## Record set

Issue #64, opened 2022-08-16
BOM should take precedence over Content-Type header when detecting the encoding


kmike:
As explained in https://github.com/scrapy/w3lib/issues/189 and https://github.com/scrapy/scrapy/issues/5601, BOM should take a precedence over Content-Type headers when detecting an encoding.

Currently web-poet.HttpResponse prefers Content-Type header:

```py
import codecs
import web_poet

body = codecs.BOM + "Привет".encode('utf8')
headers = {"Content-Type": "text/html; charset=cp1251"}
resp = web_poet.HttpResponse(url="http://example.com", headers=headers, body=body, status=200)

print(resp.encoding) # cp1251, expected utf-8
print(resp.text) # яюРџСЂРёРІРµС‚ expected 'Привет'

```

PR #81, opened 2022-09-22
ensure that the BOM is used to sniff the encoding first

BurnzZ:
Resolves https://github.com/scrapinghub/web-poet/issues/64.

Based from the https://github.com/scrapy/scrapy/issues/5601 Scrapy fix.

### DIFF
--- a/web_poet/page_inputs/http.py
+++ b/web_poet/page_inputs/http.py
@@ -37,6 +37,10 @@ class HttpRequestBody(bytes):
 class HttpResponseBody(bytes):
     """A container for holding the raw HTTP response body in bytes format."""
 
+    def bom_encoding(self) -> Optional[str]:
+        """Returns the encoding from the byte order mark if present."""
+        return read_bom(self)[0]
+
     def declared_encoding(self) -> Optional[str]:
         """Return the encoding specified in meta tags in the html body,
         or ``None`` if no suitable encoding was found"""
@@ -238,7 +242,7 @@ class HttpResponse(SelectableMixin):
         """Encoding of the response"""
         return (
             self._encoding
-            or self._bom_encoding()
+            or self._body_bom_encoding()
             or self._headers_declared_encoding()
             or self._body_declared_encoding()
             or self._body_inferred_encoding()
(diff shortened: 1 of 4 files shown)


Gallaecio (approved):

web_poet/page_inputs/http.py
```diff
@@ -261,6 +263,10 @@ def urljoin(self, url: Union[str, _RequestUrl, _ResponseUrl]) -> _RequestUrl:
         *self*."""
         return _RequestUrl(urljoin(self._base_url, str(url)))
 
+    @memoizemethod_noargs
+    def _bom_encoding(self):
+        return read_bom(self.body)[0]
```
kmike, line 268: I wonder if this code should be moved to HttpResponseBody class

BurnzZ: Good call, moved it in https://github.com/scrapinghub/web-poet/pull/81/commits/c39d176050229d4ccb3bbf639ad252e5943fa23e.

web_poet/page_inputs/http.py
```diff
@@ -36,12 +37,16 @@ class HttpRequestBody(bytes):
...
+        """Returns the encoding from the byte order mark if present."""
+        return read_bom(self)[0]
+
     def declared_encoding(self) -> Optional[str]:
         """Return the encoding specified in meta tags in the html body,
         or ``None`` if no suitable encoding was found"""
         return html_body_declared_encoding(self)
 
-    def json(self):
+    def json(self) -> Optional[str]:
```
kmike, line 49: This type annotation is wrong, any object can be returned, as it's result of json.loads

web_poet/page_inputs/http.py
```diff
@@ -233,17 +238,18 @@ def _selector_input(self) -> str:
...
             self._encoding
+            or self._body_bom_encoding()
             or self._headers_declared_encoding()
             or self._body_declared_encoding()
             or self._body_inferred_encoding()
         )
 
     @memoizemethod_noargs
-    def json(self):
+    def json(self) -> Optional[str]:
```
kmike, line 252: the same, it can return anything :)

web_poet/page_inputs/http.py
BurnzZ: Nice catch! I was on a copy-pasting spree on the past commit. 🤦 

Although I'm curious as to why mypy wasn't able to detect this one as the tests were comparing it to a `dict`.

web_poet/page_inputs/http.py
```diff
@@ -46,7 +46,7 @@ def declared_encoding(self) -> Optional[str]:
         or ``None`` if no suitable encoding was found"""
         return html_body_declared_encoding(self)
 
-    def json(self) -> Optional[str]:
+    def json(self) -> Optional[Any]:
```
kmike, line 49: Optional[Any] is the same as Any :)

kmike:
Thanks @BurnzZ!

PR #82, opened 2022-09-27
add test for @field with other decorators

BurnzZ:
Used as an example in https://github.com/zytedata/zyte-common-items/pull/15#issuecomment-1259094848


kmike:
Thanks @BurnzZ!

## Instructions to follow
Only the lines above that include the word "scrapy" belong in the answer; copy each one.

## Solution
As explained in https://github.com/scrapy/w3lib/issues/189 and https://github.com/scrapy/scrapy/issues/5601, BOM should take a precedence over Content-Type headers when detecting an encoding.
Based from the https://github.com/scrapy/scrapy/issues/5601 Scrapy fix.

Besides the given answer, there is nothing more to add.